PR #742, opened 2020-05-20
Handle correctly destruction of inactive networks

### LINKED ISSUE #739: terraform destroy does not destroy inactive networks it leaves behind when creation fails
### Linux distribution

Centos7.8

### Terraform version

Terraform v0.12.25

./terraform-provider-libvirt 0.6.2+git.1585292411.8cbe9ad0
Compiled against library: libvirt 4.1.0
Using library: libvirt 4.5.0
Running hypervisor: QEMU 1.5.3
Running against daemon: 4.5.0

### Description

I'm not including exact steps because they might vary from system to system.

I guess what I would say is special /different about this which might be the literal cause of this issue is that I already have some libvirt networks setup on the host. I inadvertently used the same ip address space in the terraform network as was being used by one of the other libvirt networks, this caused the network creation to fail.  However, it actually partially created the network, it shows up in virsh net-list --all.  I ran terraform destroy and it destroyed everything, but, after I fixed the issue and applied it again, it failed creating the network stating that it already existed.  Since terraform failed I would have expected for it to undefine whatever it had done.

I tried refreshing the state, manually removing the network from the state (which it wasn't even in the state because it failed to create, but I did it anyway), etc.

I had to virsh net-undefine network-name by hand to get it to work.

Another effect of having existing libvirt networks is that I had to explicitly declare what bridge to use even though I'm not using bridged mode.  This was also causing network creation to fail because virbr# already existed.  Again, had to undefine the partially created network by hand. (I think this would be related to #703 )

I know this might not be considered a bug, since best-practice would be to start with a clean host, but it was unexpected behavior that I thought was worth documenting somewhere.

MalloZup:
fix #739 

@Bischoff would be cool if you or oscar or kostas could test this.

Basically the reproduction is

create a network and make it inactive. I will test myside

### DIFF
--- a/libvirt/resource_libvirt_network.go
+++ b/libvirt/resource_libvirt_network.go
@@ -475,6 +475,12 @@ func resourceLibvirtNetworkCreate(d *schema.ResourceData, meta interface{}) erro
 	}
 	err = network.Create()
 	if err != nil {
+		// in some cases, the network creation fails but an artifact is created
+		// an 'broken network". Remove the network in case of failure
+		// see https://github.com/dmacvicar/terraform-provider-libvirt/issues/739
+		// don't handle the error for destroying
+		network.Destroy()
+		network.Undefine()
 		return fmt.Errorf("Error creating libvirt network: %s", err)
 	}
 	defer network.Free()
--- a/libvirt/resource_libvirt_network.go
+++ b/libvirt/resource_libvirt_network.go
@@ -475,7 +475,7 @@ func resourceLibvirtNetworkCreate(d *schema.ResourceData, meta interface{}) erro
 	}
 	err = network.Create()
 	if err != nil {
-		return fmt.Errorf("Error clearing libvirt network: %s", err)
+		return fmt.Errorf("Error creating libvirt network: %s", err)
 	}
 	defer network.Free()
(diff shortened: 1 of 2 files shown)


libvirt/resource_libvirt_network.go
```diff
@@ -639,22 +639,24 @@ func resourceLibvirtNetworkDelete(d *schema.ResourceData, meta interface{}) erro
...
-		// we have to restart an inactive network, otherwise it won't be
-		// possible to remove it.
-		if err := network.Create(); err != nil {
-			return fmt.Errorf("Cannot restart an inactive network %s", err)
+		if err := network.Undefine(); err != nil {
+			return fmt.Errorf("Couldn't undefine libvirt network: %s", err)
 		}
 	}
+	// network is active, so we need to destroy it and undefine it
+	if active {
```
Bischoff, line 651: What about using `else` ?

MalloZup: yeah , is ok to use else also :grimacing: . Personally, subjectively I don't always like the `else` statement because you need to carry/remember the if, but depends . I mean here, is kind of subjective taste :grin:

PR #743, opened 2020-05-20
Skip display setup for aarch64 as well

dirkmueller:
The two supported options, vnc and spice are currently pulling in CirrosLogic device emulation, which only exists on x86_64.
· · · · · · ·
*TASK*
All that is needed is the material, repeated exactly.

*RESULT BELOW*
PR #742, opened 2020-05-20
Handle correctly destruction of inactive networks

### LINKED ISSUE #739: terraform destroy does not destroy inactive networks it leaves behind when creation fails
### Linux distribution

Centos7.8

### Terraform version

Terraform v0.12.25

./terraform-provider-libvirt 0.6.2+git.1585292411.8cbe9ad0
Compiled against library: libvirt 4.1.0
Using library: libvirt 4.5.0
Running hypervisor: QEMU 1.5.3
Running against daemon: 4.5.0

### Description

I'm not including exact steps because they might vary from system to system.

I guess what I would say is special /different about this which might be the literal cause of this issue is that I already have some libvirt networks setup on the host. I inadvertently used the same ip address space in the terraform network as was being used by one of the other libvirt networks, this caused the network creation to fail.  However, it actually partially created the network, it shows up in virsh net-list --all.  I ran terraform destroy and it destroyed everything, but, after I fixed the issue and applied it again, it failed creating the network stating that it already existed.  Since terraform failed I would have expected for it to undefine whatever it had done.

I tried refreshing the state, manually removing the network from the state (which it wasn't even in the state because it failed to create, but I did it anyway), etc.

I had to virsh net-undefine network-name by hand to get it to work.

Another effect of having existing libvirt networks is that I had to explicitly declare what bridge to use even though I'm not using bridged mode.  This was also causing network creation to fail because virbr# already existed.  Again, had to undefine the partially created network by hand. (I think this would be related to #703 )

I know this might not be considered a bug, since best-practice would be to start with a clean host, but it was unexpected behavior that I thought was worth documenting somewhere.

MalloZup:
fix #739 

@Bischoff would be cool if you or oscar or kostas could test this.

Basically the reproduction is

create a network and make it inactive. I will test myside

### DIFF
--- a/libvirt/resource_libvirt_network.go
+++ b/libvirt/resource_libvirt_network.go
@@ -475,6 +475,12 @@ func resourceLibvirtNetworkCreate(d *schema.ResourceData, meta interface{}) erro
 	}
 	err = network.Create()
 	if err != nil {
+		// in some cases, the network creation fails but an artifact is created
+		// an 'broken network". Remove the network in case of failure
+		// see https://github.com/dmacvicar/terraform-provider-libvirt/issues/739
+		// don't handle the error for destroying
+		network.Destroy()
+		network.Undefine()
 		return fmt.Errorf("Error creating libvirt network: %s", err)
 	}
 	defer network.Free()
--- a/libvirt/resource_libvirt_network.go
+++ b/libvirt/resource_libvirt_network.go
@@ -475,7 +475,7 @@ func resourceLibvirtNetworkCreate(d *schema.ResourceData, meta interface{}) erro
 	}
 	err = network.Create()
 	if err != nil {
-		return fmt.Errorf("Error clearing libvirt network: %s", err)
+		return fmt.Errorf("Error creating libvirt network: %s", err)
 	}
 	defer network.Free()
(diff shortened: 1 of 2 files shown)


libvirt/resource_libvirt_network.go
```diff
@@ -639,22 +639,24 @@ func resourceLibvirtNetworkDelete(d *schema.ResourceData, meta interface{}) erro
...
-		// we have to restart an inactive network, otherwise it won't be
-		// possible to remove it.
-		if err := network.Create(); err != nil {
-			return fmt.Errorf("Cannot restart an inactive network %s", err)
+		if err := network.Undefine(); err != nil {
+			return fmt.Errorf("Couldn't undefine libvirt network: %s", err)
 		}
 	}
+	// network is active, so we need to destroy it and undefine it
+	if active {
```
Bischoff, line 651: What about using `else` ?

MalloZup: yeah , is ok to use else also :grimacing: . Personally, subjectively I don't always like the `else` statement because you need to carry/remember the if, but depends . I mean here, is kind of subjective taste :grin:

PR #743, opened 2020-05-20
Skip display setup for aarch64 as well

dirkmueller:
The two supported options, vnc and spice are currently pulling in CirrosLogic device emulation, which only exists on x86_64.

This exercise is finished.